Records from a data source

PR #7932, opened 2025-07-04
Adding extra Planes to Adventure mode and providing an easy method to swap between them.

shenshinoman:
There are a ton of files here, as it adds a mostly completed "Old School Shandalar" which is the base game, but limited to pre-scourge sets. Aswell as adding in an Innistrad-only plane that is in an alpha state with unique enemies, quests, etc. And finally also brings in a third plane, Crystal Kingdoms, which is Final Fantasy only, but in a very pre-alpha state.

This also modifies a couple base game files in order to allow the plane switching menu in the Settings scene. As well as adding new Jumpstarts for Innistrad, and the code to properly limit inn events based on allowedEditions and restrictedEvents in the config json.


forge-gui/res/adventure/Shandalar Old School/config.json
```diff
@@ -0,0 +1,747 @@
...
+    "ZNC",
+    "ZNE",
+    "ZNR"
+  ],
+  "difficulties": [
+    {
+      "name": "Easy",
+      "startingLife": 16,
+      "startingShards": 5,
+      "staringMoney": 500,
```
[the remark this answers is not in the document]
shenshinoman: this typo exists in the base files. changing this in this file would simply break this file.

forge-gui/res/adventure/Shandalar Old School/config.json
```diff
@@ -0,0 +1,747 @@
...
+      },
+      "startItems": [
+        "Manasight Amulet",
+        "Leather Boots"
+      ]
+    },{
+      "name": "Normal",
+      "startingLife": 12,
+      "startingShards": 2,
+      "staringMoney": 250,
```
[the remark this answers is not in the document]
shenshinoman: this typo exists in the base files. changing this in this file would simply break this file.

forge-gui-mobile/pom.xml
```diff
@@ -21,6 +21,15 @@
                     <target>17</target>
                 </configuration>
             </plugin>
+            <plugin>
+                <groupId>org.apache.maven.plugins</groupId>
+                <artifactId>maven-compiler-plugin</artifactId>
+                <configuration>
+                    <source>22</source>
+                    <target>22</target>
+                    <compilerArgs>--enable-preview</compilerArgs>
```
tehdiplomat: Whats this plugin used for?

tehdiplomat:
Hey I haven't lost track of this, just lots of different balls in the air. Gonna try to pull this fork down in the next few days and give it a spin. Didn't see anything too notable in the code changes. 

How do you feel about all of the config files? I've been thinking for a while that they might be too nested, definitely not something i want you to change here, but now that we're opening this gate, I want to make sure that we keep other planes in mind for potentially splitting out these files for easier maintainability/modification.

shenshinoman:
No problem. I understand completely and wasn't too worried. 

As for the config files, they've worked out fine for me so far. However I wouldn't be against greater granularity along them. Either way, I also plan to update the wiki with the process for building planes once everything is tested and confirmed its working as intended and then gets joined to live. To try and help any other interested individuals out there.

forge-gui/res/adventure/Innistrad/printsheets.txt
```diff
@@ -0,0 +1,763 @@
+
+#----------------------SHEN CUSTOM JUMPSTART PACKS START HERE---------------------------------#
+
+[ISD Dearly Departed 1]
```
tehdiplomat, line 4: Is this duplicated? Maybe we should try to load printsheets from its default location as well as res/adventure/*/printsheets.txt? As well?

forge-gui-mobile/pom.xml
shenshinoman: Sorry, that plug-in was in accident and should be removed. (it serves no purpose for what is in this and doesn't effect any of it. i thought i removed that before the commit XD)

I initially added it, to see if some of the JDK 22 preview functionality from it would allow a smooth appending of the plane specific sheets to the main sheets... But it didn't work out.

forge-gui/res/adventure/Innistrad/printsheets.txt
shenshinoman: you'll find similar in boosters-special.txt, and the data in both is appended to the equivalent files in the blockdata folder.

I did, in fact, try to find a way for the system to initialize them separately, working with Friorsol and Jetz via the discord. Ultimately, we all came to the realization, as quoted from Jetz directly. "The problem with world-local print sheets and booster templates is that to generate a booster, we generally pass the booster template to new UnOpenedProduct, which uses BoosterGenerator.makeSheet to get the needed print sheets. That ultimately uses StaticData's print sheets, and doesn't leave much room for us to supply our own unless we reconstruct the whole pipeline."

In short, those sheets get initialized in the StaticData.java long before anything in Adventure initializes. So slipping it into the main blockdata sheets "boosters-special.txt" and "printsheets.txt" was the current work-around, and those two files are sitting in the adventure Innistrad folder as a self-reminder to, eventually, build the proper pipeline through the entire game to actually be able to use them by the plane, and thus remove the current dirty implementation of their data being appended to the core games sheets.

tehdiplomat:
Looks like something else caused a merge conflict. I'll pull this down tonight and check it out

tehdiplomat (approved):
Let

- **Task to carry out**:
When you output the entries, keep every word exactly as it stands.

- **Solution to this task**:
PR #7932, opened 2025-07-04
Adding extra Planes to Adventure mode and providing an easy method to swap between them.

shenshinoman:
There are a ton of files here, as it adds a mostly completed "Old School Shandalar" which is the base game, but limited to pre-scourge sets. Aswell as adding in an Innistrad-only plane that is in an alpha state with unique enemies, quests, etc. And finally also brings in a third plane, Crystal Kingdoms, which is Final Fantasy only, but in a very pre-alpha state.

This also modifies a couple base game files in order to allow the plane switching menu in the Settings scene. As well as adding new Jumpstarts for Innistrad, and the code to properly limit inn events based on allowedEditions and restrictedEvents in the config json.


forge-gui/res/adventure/Shandalar Old School/config.json
```diff
@@ -0,0 +1,747 @@
...
+    "ZNC",
+    "ZNE",
+    "ZNR"
+  ],
+  "difficulties": [
+    {
+      "name": "Easy",
+      "startingLife": 16,
+      "startingShards": 5,
+      "staringMoney": 500,
```
[the remark this answers is not in the document]
shenshinoman: this typo exists in the base files. changing this in this file would simply break this file.

forge-gui/res/adventure/Shandalar Old School/config.json
```diff
@@ -0,0 +1,747 @@
...
+      },
+      "startItems": [
+        "Manasight Amulet",
+        "Leather Boots"
+      ]
+    },{
+      "name": "Normal",
+      "startingLife": 12,
+      "startingShards": 2,
+      "staringMoney": 250,
```
[the remark this answers is not in the document]
shenshinoman: this typo exists in the base files. changing this in this file would simply break this file.

forge-gui-mobile/pom.xml
```diff
@@ -21,6 +21,15 @@
                     <target>17</target>
                 </configuration>
             </plugin>
+            <plugin>
+                <groupId>org.apache.maven.plugins</groupId>
+                <artifactId>maven-compiler-plugin</artifactId>
+                <configuration>
+                    <source>22</source>
+                    <target>22</target>
+                    <compilerArgs>--enable-preview</compilerArgs>
```
tehdiplomat: Whats this plugin used for?

tehdiplomat:
Hey I haven't lost track of this, just lots of different balls in the air. Gonna try to pull this fork down in the next few days and give it a spin. Didn't see anything too notable in the code changes. 

How do you feel about all of the config files? I've been thinking for a while that they might be too nested, definitely not something i want you to change here, but now that we're opening this gate, I want to make sure that we keep other planes in mind for potentially splitting out these files for easier maintainability/modification.

shenshinoman:
No problem. I understand completely and wasn't too worried. 

As for the config files, they've worked out fine for me so far. However I wouldn't be against greater granularity along them. Either way, I also plan to update the wiki with the process for building planes once everything is tested and confirmed its working as intended and then gets joined to live. To try and help any other interested individuals out there.

forge-gui/res/adventure/Innistrad/printsheets.txt
```diff
@@ -0,0 +1,763 @@
+
+#----------------------SHEN CUSTOM JUMPSTART PACKS START HERE---------------------------------#
+
+[ISD Dearly Departed 1]
```
tehdiplomat, line 4: Is this duplicated? Maybe we should try to load printsheets from its default location as well as res/adventure/*/printsheets.txt? As well?

forge-gui-mobile/pom.xml
shenshinoman: Sorry, that plug-in was in accident and should be removed. (it serves no purpose for what is in this and doesn't effect any of it. i thought i removed that before the commit XD)

I initially added it, to see if some of the JDK 22 preview functionality from it would allow a smooth appending of the plane specific sheets to the main sheets... But it didn't work out.

forge-gui/res/adventure/Innistrad/printsheets.txt
shenshinoman: you'll find similar in boosters-special.txt, and the data in both is appended to the equivalent files in the blockdata folder.

I did, in fact, try to find a way for the system to initialize them separately, working with Friorsol and Jetz via the discord. Ultimately, we all came to the realization, as quoted from Jetz directly. "The problem with world-local print sheets and booster templates is that to generate a booster, we generally pass the booster template to new UnOpenedProduct, which uses BoosterGenerator.makeSheet to get the needed print sheets. That ultimately uses StaticData's print sheets, and doesn't leave much room for us to supply our own unless we reconstruct the whole pipeline."

In short, those sheets get initialized in the StaticData.java long before anything in Adventure initializes. So slipping it into the main blockdata sheets "boosters-special.txt" and "printsheets.txt" was the current work-around, and those two files are sitting in the adventure Innistrad folder as a self-reminder to, eventually, build the proper pipeline through the entire game to actually be able to use them by the plane, and thus remove the current dirty implementation of their data being appended to the core games sheets.

tehdiplomat:
Looks like something else caused a merge conflict. I'll pull this down tonight and check it out

tehdiplomat (approved):
Let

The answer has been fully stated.